On reflection – and it had to come sooner or later – he had ricochetted out of his disaster with Debbie, and Diana had ricochetted from the slime of her long affair with Jo Hesborn, and when two ricochets clash in interstellar space the rate of burnout as they fall in the direction of Planet Earth, though not phenomenal to the naked eye, certainly becomes fast when they reach the pull towards gravity. And where do the star-struck lovers hit the deck, except on the lush banks of the alligator playground?
Marrying her again was another worst fatal move he had ever made. The two year itch excoriated, sooner perhaps than could have been expected, but no less sure for that, and he wondered how and when the split would come.
Itch? St Vitus didn’t know he was born. Diana bored and harried him more than he could remember, the complications of their reunion making a Black Forest clock seem like Stonehenge. Why had he been such a fool as to give her a second chance, which she took as an opportunity to spill out all the unresolved grievances saved from the first time? Her muted way of tormenting him, honed by the mill of her abnormal existence with Jo, generated more pain than in their first, which even so had been unendurable.
She declared herself to be an artist, obviously a road which Jo had set her on, but he could make no sense of her splashy style, and hardly knew whether he liked it or not. On a wet Saturday afternoon, which he’d hoped they would spend in bed, she unveiled her latest vast painting in the barn and asked what he thought.
‘Wonderful,’ he said. ‘I like it. What colour! What composition! What do you call it?’
‘“Witch Doing Widdershins Under the Great Oak”. I thought you’d have more specific comments, though.’
‘Well, you could take that head out of the tree, and put it closer t
o the ground.’
‘You don’t know anything, do you? It’s not a head, it’s a ball of mistletoe.’
He looked closer, hoping to make some sense of the bullshit. ‘Ah, so it is. Sorry. I do like it, though. You’re very talented, darling.’
He wasn’t being serious, but she had to talk to somebody about her work. ‘In that case, why don’t you get me a commission from the firm to do a few book jackets?’
And get his head kicked in by Norman Bakewell? ‘The head of the art department likes to choose his own people. He’s very cantankerous, and I wouldn’t like to get rid of him, he’s so good.’
He tried to make up for this festering issue by arranging her first one man (Christ! Woman, you nit!) show. At the vernissage he heard a critic say how profoundly interesting her technique and subjects were, though that may have been due to the top class champagne and food, because even while harried by someone Tom had the capacity to act generously towards them.
Half the paintings and two pieces of sculpture were thumbed with little red sales tabs, and he noted with no resentment that the money went into her piggy-bank account. She would soon have enough saved not to starve when he kicked her out for the final final time.

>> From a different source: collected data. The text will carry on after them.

Issue #2729, opened 2022-11-01
Create a test for gc that detects lost history when gc misses info about certain timelines


LizardWizzard:
## Steps to reproduce

See https://github.com/neondatabase/neon/pull/2726
We need a test that can detect this

## Expected result

Tests passed

## Actual result

Tests should fail on such changes

## Logs, links
-

andresrsanchez:
Hi @LizardWizzard i was looking to do this test but i have one question with these steps i did:

- Create one branch and request to pageserver the details about it, receiving a `state: Active`.
- Stop the compute to trigger `on_compute_disconnect` setting the timeline state to `active=false` in SK
- Wait a little bit and again request to pageserver the details about it, receiving again a `state: Active` 

Why is that? Is it correct? 

I was looking to set a few timelines non active and then trigger a gc to test the not deletion of data needed by a child timeline.
Thanks!

LizardWizzard:
Hi! @andresrsanchez 

> Wait a little bit and again request to pageserver the details about it, receiving again a state: Active

Yeah, this indeed feels wrong. There is an option in pageserver called `checkpoint_timeout`. Checkpoints are performed by wal receiver either when enough size gets accumulated (`checkpoint_distance` option) or when `checkpoint_timeout` is reached. And currently state is not changed when we reach this timeout which is by default 10 minutes. I think it is a separate issue. Thought about opening a new one, but it turns out there is an existing one: https://github.com/neondatabase/neon/issues/2027

For this issue I think it may be simpler to create a unit test, but it may require additional glue code for setting up gc stuff there

PR #2763, opened 2022-11-06
Add test for getting branchpoints from an inactive timeline

andresrsanchez:
refer #2729 

I did the unit test as u said @LizardWizzard but i feel that checking for branchpoints it's not enough, let's see what you think.

Thanks!

### DIFF
--- a/pageserver/src/tenant.rs
+++ b/pageserver/src/tenant.rs
@@ -2068,6 +2068,35 @@ mod tests {
      */
 
     #[tokio::test]
+    async fn test_get_branchpoints_from_an_inactive_timeline() -> anyhow::Result<()> {
+        let tenant =
+            TenantHarness::create("test_get_branchpoints_from_an_inactive_timeline")?.load();
+        let tline = tenant
+            .create_empty_timeline(TIMELINE_ID, Lsn(0), DEFAULT_PG_VERSION)?
+            .initialize()?;
+        tline.set_state(TimelineState::Paused);
+        make_some_layers(tline.as_ref(), Lsn(0x20)).await?;
+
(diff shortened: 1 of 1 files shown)


LizardWizzard:
Thanks for the patch @andresrsanchez! I think your test is good. It should catch original issue. 

Originally I thought about doing something like this: (looking at [this comment](https://github.com/neondatabase/neon/blob/main/pageserver/src/tenant/timeline.rs#L2147), trying to trigger a scenario that checks everything except third point)
1. Insert some data into parent timeline
2. Branch new timeline
3. Overwrite inserted data with larger lsn value in parent timeline
4. Move cutoff + PITR beyond corresponding horizon
5. Check that this data is still accessible in child timeline (can be done with `Timeline::get_rel_page_at_lsn`)

And now I realized that there are somewhat similar tests: `test_retain_data_in_parent_which_is_needed_for_child` and `test_parent_keeps_data_forever_after_branching` but apparently they miss something and didnt catch the original issue

So I think next steps can be:
 a) extend your test with checks getting actual data using `Timeline::get` API like it is done in tests above and merge it
 b) I think it's worth poking into existing tests why they didnt catch original issue

andresrsanchez:
Thanks for the comment @LizardWizzard !!!

I executed `test_retain_data_in_parent_which_is_needed_for_child` with and without the [removed lines](https://github.com/neondatabase/neon/pull/2726/files) from the original issue and the logs were identical, the thing is that the `TimelineState` is always `Active` due to [initialize_with_lock](https://github.com/neondatabase/neon/blob/main/pageserver/src/tenant.rs#L166) so the `filter` is not going to do any filtering so any info is actually missed.

Ping me if you need me to dig deeper, thanks!

LizardWizzard:
Merged with #3801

But how to do it? There were several ways of telling your wife you were fundamentally unsuited to putting up with her volatile moods, cosmic doubts, and too frequent manic depressions, which at the best she assumed went with the artistic temperament, and at the worst blamed on you.

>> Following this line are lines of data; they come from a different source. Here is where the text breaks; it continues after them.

PR #2767, opened 2022-11-07
Test storage Docker images

SomeoneToIgnore:
Closes https://github.com/neondatabase/neon/issues/2697
Example: https://github.com/neondatabase/neon/actions/runs/3416774593/jobs/5688394855

Adds a set of tests on the storage Docker images before they are pushed to the public registries:
* tests that pageserver binary has the correct version string (other binaries are built with the same library, so it should be enough to test one)
* tests that the compose file set-up works and all components are able to start and perform a single SQL query (CREATE TABLE)


hlinnaka (commented):
This runs after the "promote-images" step, but before "push-docker-hub". Is it too late? If the test fails, we'll have the new version in ECR but not in dockerhub.

SomeoneToIgnore:
I think, this way we're able to debug things better: if anyone wants to check what's wrong with the compose setup, he might want to avoid rebuilding everything (mac users might not be able to 100% reproduce the build) and instead pull the images that failed during testing.

ololobus (commented):
I have two questions:

1) The same as Heikki's. IIUC, the only thing promotion does is that it tags the image built in this workflow as `latest`. But you only want to test images built in this workflow, and you already have them with a tag same as workflow id, e.g. `3416774593`. So you can safely put your test before promote, and image artifacts will be already in the ECR for debuggability, isn't it?

2) Unrelated to this PR, why we ever promote images built in PRs to the `latest`?! It doesn't make any sense to me. There could be concurrent PRs / jobs and you never know where this `latest` points. What is worse, it could be concurrently updated, so it can go backward? c @zoete

zoete:
Image promotion was designed to be the task that will only run once you merge into main/release, and as a result only run on a production runner. However keeping everything backwards compatible with our old account, plus the requirement that we also keep docker hub fully in sync (else cloud repo can't pull) kind of broke the design I had in mind.

SomeoneToIgnore:
I have updated the workflow to test things before promotion, and I think 

> An ideal flow would be

is closer now, since we're now triggering e2e from `neon` in the `cloud` repo using the tag of the image built and pushed into `neondatabase/neon:${SOMETHING}`. 
We still need to work on the `GITHUB_RUN_ID` and maybe earlier access to images (before they are pushed to the public registry), but that feels dependent on a standalone task of moving all `cloud` CI to custom runners.

ololobus (approved):
LGTM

Riffling all possible options deadened the guilt which he felt too delicate and privileged to tolerate in middle age. If they had been living in the sixties he could have paid a rogue psychiatrist to put her in a halfway house and shoot her full of LSD, or to lay the blame on her parents and really drive her mad.
More mercifully, he could inform her that he wanted a divorce when she was miserably out of sorts, one more hurt that would be hardly noticeable – if hurt it turned out to be.